» Saved entries
┄┄┄┄┄┄┄┄┄┄┄┄┄┄┄┄┄┄┄┄

PR #7537, opened 2021-03-30
lib/db, lib/model: Refactor removing expired pending folders

imsodin:
Remove expired pending folders without relying on timing. Also changed the update function signature to take a `ObservedFolder` instead of `string, string`, such that one can't switch label and id by mistake.

### DIFF
--- a/lib/model/model.go
+++ b/lib/model/model.go
@@ -1306,13 +1306,17 @@ func (m *model) ClusterConfig(deviceID protocol.DeviceID, cm protocol.ClusterCon
 }
 
 func (m *model) ccHandleFolders(folders []protocol.Folder, deviceCfg config.DeviceConfiguration, ccDeviceInfos map[string]*indexSenderStartInfo, indexSenders *indexSenderRegistry) ([]string, map[string]struct{}, error) {
-	handleTime := time.Now()
 	var folderDevice config.FolderDeviceConfiguration
 	tempIndexFolders := make([]string, 0, len(folders))
 	paused := make(map[string]struct{}, len(folders))
 	seenFolders := make(map[string]struct{}, len(folders))
 	updatedPending := make([]updatedPendingFolder, 0, len(folders))
 	deviceID := deviceCfg.DeviceID
+	expiredPending, err := m.db.PendingFoldersForDevice(deviceID)
+	if err != nil {
+		l.Infof("Could not get pending folders for cleanup: %v", err)
+	}
+	of := db.ObservedFolder{Time: time.Now().Truncate(time.Second)}
 	for _, folder := range folders {
 		seenFolders[folder.ID] = struct{}{}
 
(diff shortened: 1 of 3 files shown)


lib/model/model.go
```diff
@@ -1412,18 +1418,16 @@ func (m *model) ccHandleFolders(folders []protocol.Folder, deviceCfg config.Devi
...
-	if err != nil {
-		l.Infof("Could not clean up pending folder entries: %v", err)
+	for folder := range expiredPending {
+		m.db.RemovePendingFolderForDevice(folder, deviceID)
 	}
 	if len(updatedPending) > 0 || len(expiredPending) > 0 {
-		expiredPendingList := make([]map[string]string, len(expiredPending))
-		for i, folderID := range expiredPending {
-			expiredPendingList[i] = map[string]string{
+		expiredPendingList := make([]map[string]string, 0, len(expiredPending))
```
acolomb, line 1425: Out of curiosity, what's the benefit of setting the length to zero, then `append()`ing?  Just readability?

acolomb (commented):
Code looks fine, but haven't tested it yet.  Just some questions below.

lib/model/model.go
AudriusButkevicius: `make([]Foo, 10)` allocates a slice with pre-allocated 10 items, so appending would result in the 11th item (first 10 having zero'ed values)

`0, len(foo)` allocates 0 sized slice with len(foo) capacity, so we are sure append will not need to re-allocate and copy the slice as we're appending (because it runs out of capacity)

acolomb: I understand that difference, but the previous approach was `L := make(..., 10)` and then *update* items `L[i]`, skipping `append()` completely.  Same overall effect, but any other disadvantages?

AudriusButkevicius: I don't think so, I prefer the latter as you don't need a variable for the index.

acolomb:
I don't see a need for this change, as the current mechanism works fine after the regression was fixed in #7535.  The idea here was to put a marker on each pending entry as we update them, then iterate through all of them and remove those without the marker.  Using the timestamp for the "marker" seems natural to me.  That scheme is simple and efficient.  The problem in #7532 was caused by a partial change from `.Round()` to `.Truncate()`, but at least those calls were not scattered across different files, deliberately, to avoid relying on different packages' rounding preference.

The proposal here duplicates the existing DB entries into a list in memory, to discard from that while updating and removing all remaining entries.  I don't really see a big benefit, as a more efficient solution is already in place.  The signature change is alright, and your implementation looks clean.  So I won't stand in the way, but just think this is unnecessary.

calmh:
The change removes code and simplifies, which is good. Assuming it does what it's supposed to, it's good with me.

calmh (approved):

┄┄┄┄┄┄┄┄┄┄┄┄┄┄┄┄┄┄┄┄

» Problem to solve
Pull each line containing the word "zero" out of the data above.

» Output of the task
acolomb, line 1425: Out of curiosity, what's the benefit of setting the length to zero, then `append()`ing?  Just readability?
AudriusButkevicius: `make([]Foo, 10)` allocates a slice with pre-allocated 10 items, so appending would result in the 11th item (first 10 having zero'ed values)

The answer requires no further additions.